PR #366, opened 2022-08-26
[sdk/javascript]: unify sign/verify behavior with python

Jaguar0625:
problem: javascript does not require canonical signature
solution: add canonical signature check
          port additional edge case tests from python


sdk/javascript/src/symbol/KeyPair.js
```diff
@@ -40,6 +41,30 @@ class KeyPair {
 	}
 }
 
+const isCanonicalS = encodedS => {
```
Jaguar0625, line 44: alternatively could promote this and use for both - preference?

gimre-xymcity (approved):

PR #367, opened 2022-08-26
[sdk/python] use native ripemd160 package

gimre-xymcity:
## What's the issue?

Openssl developers figured out it will be great idea to drop ripemd160 hash function in openssl 3.x, that combined with fact that py3.x in ubu is linked against openssl 3.x is even better

This change introduces ripemd native package that we've made by extracting from pycryptodome.

There's a small wrapper that picks either hashlib impl or newly added package

All tests and test vectors are passing.


sdk/python/symbolchain/ripemd160.py
```diff
@@ -0,0 +1,14 @@
+import hashlib
+
+if 'ripemd160' not in hashlib.algorithms_available:
+	from ripemd import ripemd160 as ripemd160_impl
```
Jaguar0625, line 4: does this pass lint?

sdk/python/symbolchain/ripemd160.py
```diff
@@ -0,0 +1,14 @@
...
+
+
+def _factory():
+	return hashlib.new('ripemd160') if 'ripemd160' in hashlib.algorithms_available else ripemd160_impl.new()
+
+
+def ripemd160(data):
```
Jaguar0625, line 11: document

Jaguar0625 (approved):

PR #377, opened 2022-09-05
speed up JS SDK sign+verify operations by writing Rust version compiled to WASM

Jaguar0625:


jenkins/docker/javascript.Dockerfile
```diff
@@ -39,4 +39,11 @@ RUN useradd --uid 1000 -ms /bin/bash ubuntu
 RUN mkdir -p /data/db \
 	&& chown -R ubuntu:ubuntu /data
 
+# install rust and wasm-pack
+ENV PATH=$PATH:/home/ubuntu/.cargo/bin
+RUN curl https://sh.rustup.rs -sSf | CARGO_HOME=/home/ubuntu/.cargo sh -s -- -y \
+	&& . "/home/ubuntu/.cargo/env" \
```
Jaguar0625, line 45: not sure if there's a way to avoid source call
or if nicer way to install this as user (ubuntu) instead of root

sdk/javascript/wasm/src/lib.rs
```diff
@@ -0,0 +1,272 @@
...
+	builder_h.update(&public_key);
+	builder_h.update(&message);
+	let h = hash_to_scalar(builder_h);
+
+	// S = (r + h * a) mod group order
+	let a = copy_and_clamp_private_hash(&private_hash);
+	#[allow(non_snake_case)]
+	let S = &(&h * &a) + &r;
+
+	// serialize and concat R S
```
gimre-xymcity, line 168: we decided not to do additional S check, right?

sdk/javascript/src/impl/ed25519.js
```diff
@@ -0,0 +1,27 @@
...
+const CRYPTO_SIGN_BYTES = 64;
+const CRYPTO_SIGN_PUBLICKEYBYTES = 32;
+const CRYPTO_SIGN_SECRETKEYBYTES = 64;
+
+const ed25519 = {
+	keyPairFromSeed: (hashMode, seed) => {
+		const publicKey = new Uint8Array(CRYPTO_SIGN_PUBLICKEYBYTES);
+		const privateKey = new Uint8Array(CRYPTO_SIGN_SECRETKEYBYTES);
+		for (let i = 0; i < CRYPTO_SIGN_SECRETKEYBYTES; i++)
+			privateKey[i] = seed[i];
```
gimre-xymcity, line 14: I'm not sure if we need privateKey here, I think that:
 * we already require `seed` to be uint8Array
 * I guess we can throw seed into returned dict below (or is there some reason _not_ to?)
  * crypto_sign_keypair does copying to internal sk anyway

sdk/javascript/wasm/src/lib.rs
```diff
@@ -0,0 +1,272 @@
...
+
+/// Generates public key given secret key.
+pub fn crypto_sign_keypair_unboxed(hash_mode: HashMode, sk: &[u8; SECRET_KEY_LENGTH]) -> [u8; PUBLIC_KEY_LENGTH] {
+	set_panic_hook();
+
+	let private_hash = hash_private_key(hash_mode, sk);
+	let key = copy_and_clamp_private_hash(&private_hash);
+	let point = &key * &curve25519_dalek::constants::ED25519_BASEPOINT_TABLE;
+	let compressed = point.compress();
+	compressed.to_bytes()
```
gimre-xymcity, line 140: I'm wondering if we should zero key and/or private_hash after calculating point here... (and similar thing in signing below, zero after calculating S)

sdk/javascript/wasm/src/utils.rs
```diff
@@ -0,0 +1,10 @@
+pub fn set_panic_hook() {
```
gimre-xymcity, line 1: I'm somewhat wondering if we should call it when inside wasm at all...

sdk/javascript/wasm/src/lib.rs
Jaguar0625: which additional S check?

gimre-xymcity (approved):

PR #419, opened 2022-10-17
[catbuffer/schemas]: include versions explicitly in all multiversioned transactions

Jaguar0625:
[problem]: latest version has no postfix (e.g. 'transfer_transaction')
            versions start at 1
[solution]: require latest version to use version postfix (e.g. 'transfer_transaction_v1')
            renumber versions starting at 0


0x6861746366574 (approved):

Jaguar0625:
renumbering starting with version 1

PR #437, opened 2022-11-03
[sdk] fix: updated generation hash post network reset

yilmazbahadir:
Updating testnet generation hash seed in the SDKs(JS and Python) after testnet network reset.


Jaguar0625 (approved):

Goal of the exercise
Search the entries for the word "opened", then copy every line in which it is found.

Output of the exercise
PR #366, opened 2022-08-26
PR #367, opened 2022-08-26
PR #377, opened 2022-09-05
PR #419, opened 2022-10-17
PR #437, opened 2022-11-03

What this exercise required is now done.